Experimental program
Comparison scheme
Effect test

Embodiment 1

[0039] Example 1: Preparation of blue InP / ZnS core-shell quantum dots

[0040] (1) Mix 24 mmol tris(dimethylamino)phosphine and 60 mmol oleylamine at room temperature. The system was evacuated, stirred and heated to 80 o C, and maintain the reaction temperature for 30 min to obtain tris(dioleylamino)phosphine.

[0041] (2) Preparation of InCl 3 and ZnI 2 The oleylamine solution makes InCl 3 and ZnI 2 The concentrations are 0.068 and 0.440mol / L, respectively. The solution was stirred and heated to 150°C under vacuum o C, and maintain this temperature for 2 h.

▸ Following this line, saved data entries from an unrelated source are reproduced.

PR #6388, opened 2026-08-03
create tax returns index page

DrewProebstel:
## Link to Jira issue

- https://codeforamerica.atlassian.net/browse/GYR1-1058

## Is PM acceptance required?

## What was done?

- Creates the Tax Return index page

image


spompea-cfa (commented):
looks great, just a couple things i noticed that i think are worth addressing; lmk if you want to chat about these.

- i think only the latest two tax years needs to be shown, but tax_returns#index is pulling all years (ticket: "Display client's tax return documents for prior and current year")

- seems like we should remove the tax returns from the portal documents page (ticket: "Do not display tax returns on the document tabs page " -- lmk if you're interpreting that differently). (also, would need to wrap this bit of logic in the flipper flag)

Image

Image

sp-cfa (approved):
👍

[0042] (3) to the InCl 3 and ZnI 2 Inject inert gas in the reaction bottle of oleylamine solution, and system temperature is raised to 200 o C. Rapidly inject tris(dioleylamino)phosphine, and keep the molar ratio of indium halide to tris(dioleylamino)phosphine at 7:1, and maintain the temperature for 20 min.

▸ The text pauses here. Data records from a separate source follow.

PR #80, opened 2022-09-08
Enhancement/Parser Rewrite for plugins

mercillo:
Changed the parsers to be built around the plugins. The plugins should determine what the nodetypes are for template, applicability and switches. Based on that nodetype, they should parse their own respective nodes.


KetanReddy:
In general I think this should be fine, it does look like there are some cases not covered by tests. Can we get a few more tests just to cover those?

mercillo:
> In general I think this should be fine, it does look like there are some cases not covered by tests. Can we get a few more tests just to cover those?

added some more unit tests!

hborawski:
applitools diff looks to be a view presentation timing diff, i added a delay in iOS before calling applitools, i can do it for android as well

core/view/src/__tests__/view.test.ts
```diff
@@ -1,4 +1,4 @@
-import { LocalModel, withParser } from '@player-ui/data';
+import { DataModelWithParser, LocalModel, withParser } from '@player-ui/data';
```
adierkens, line 1: Looks like this is imported but not used?

core/view/src/parser/__tests__/parser.test.ts
```diff
@@ -1,7 +1,38 @@
...
+      schema: new SchemaController(),
+      data: {
+        format: (binding, val) => val,
+        formatValue: (val) => val,
+        model,
+      },
+    };
+    new TemplatePlugin(options).applyParserHooks(parser);
+    new ApplicabilityPlugin().applyParser(parser);
+    new SwitchPlugin(options).applyParser(parser);
```
adierkens, line 34: Why is `TemplatePlugin` the only one that has a different API? `applyParserHooks` vs. `applyParser`

core/view/src/parser/index.ts
```diff
@@ -146,36 +77,54 @@ export class Parser {
...
+      );
+      if (parsedNode) {
+        return parsedNode;
+      }
     }
 
-    if (hasSwitch(obj)) {
-      return this.parseSwitch(obj, options);
-    }
+    interface Obj {
```
adierkens, line 94: Is there a more descriptive name then `Obj` as a type we can use?

adierkens: Is there a specific reason this is defined inside of the `parseObject` method instead of a top-level interface?

core/view/src/parser/index.ts
```diff
@@ -251,35 +225,71 @@ export class Parser {
...
+                  },
+                ],
+              };
             }
           }
         } else if (localValue && typeof localValue === 'object') {
-          if (hasApplicability(localValue)) {
-            const applicabilityNode = this.parseApplicability(
+          const determineNodeType =
+            this.hooks.determineNodeType.call(localValue);
```
adierkens, line 242: I've noticed that `determineNodeType` alternates between being called w/ a _value_ (`localValue` here) and also w/ just the key name ([here](https://github.com/player-ui/player/pull/80/files#diff-96a718b00b84d926bdfa59f06fbc95d051ee90f066adb5b3bc742ffdf3299092R148))

core/view/src/parser/index.ts
```diff
@@ -146,36 +77,54 @@ export class Parser {
...
-    let value: any;
-    const children: Node.Child[] = [];
+      value: any;
+    }
 
-    /** Parse a nested child and add it to the parent */
-    const parseLocalObject = (objToParse: unknown, path: string[] = []) => {
+    const parseLocalObject = (
+      currentValue: any,
+      objToParse: unknown,
```
adierkens, line 102: What's the difference between `currentValue` and `objToParse`?

core/view/src/parser/index.ts
```diff
@@ -44,6 +43,13 @@ export class Parser {
     onCreateASTNode: new SyncWaterfallHook<
       [Node.Node | undefined | null, object]
     >(),
+
+    determineNodeType: new SyncBailHook<[object | string], NodeType>(),
+
+    parseNode: new SyncBailHook<
+      [object | null, Node.ChildrenTypes, ParseObjectOptions, NodeType | null],
```
adierkens, line 50: In what scenario would the determinedNodeType be `null`?

adierkens, line 50: For hook types with longer definitions, you can name the arguments to keep track a bit easier:

```suggestion
      [
        obj: object | null,
        nodeType: Node.ChildrenTypes, 
        parseOptions: ParseObjectOptions, 
        determinedNodeType: NodeType | null
        ],
```

mercillo:
looks like the codecov patch is hitting the compiler.ts file again which can be ignored haha

core/view/src/parser/index.ts
mercillo: there are cases when the current value is just a value with nothing to parse, so it doesnt contain a children element on the return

[0043] (4) After preparing the InP quantum dot core, immediately inject the octadecene solution of n-...

Embodiment 2

[0050] Example 2: Preparation of green InP / ZnS core-shell quantum dots

[0051] (1) Mix 24 mmol tris(dimethylamino)phosphine and 60 mmol oleylamine at room temperature. The system was evacuated, stirred and heated to 80 o C, and maintain the reaction temperature for 30 min to obtain tris(dioleylamino)phosphine.

[0052] (2) Preparation of InCl 3 and ZnI 2 The oleylamine solution makes InCl 3 , ZnI 2 and ZnCl2 The concentrations are 0.068, 0.136 and 0.306mol / L, respectively. The solution was stirred and heated to 150°C under vacuum o C, and maintain this temperature for 2 h.

[0053] (3) to the InCl 3 and ZnI 2 Inject inert gas in the reaction bottle of oleylamine solution, and system temperature is raised to 200 o C. Rapidly inject tris(dioleylamino)phosphine, and keep the molar ratio of indium halide to tris(dioleylamino)phosphine at 7:1, and maintain the temperature for 20 min.

[0054] (4) After preparing the InP quantum dot core, immediately inject the octadecen...

Embodiment 3

[0061] Example 3: Preparation of red InP / ZnS core-shell quantum dots

[0062] (1) Mix 24 mmol tris(dimethylamino)phosphine and 60 mmol oleylamine at room temperature. The system was evacuated, stirred and heated to 80 o C, and maintain the reaction temperature for 30 min to obtain tris(dioleylamino)phosphine.

[0063] (2) Preparation of InCl 3 and ZnI 2 The oleylamine solution makes InCl 3 , ZnCl 2 The concentrations are 0.068 and 0.440mol / L, respectively. The solution was stirred and heated to 150°C under vacuum o C, and maintain this temperature for 2 h.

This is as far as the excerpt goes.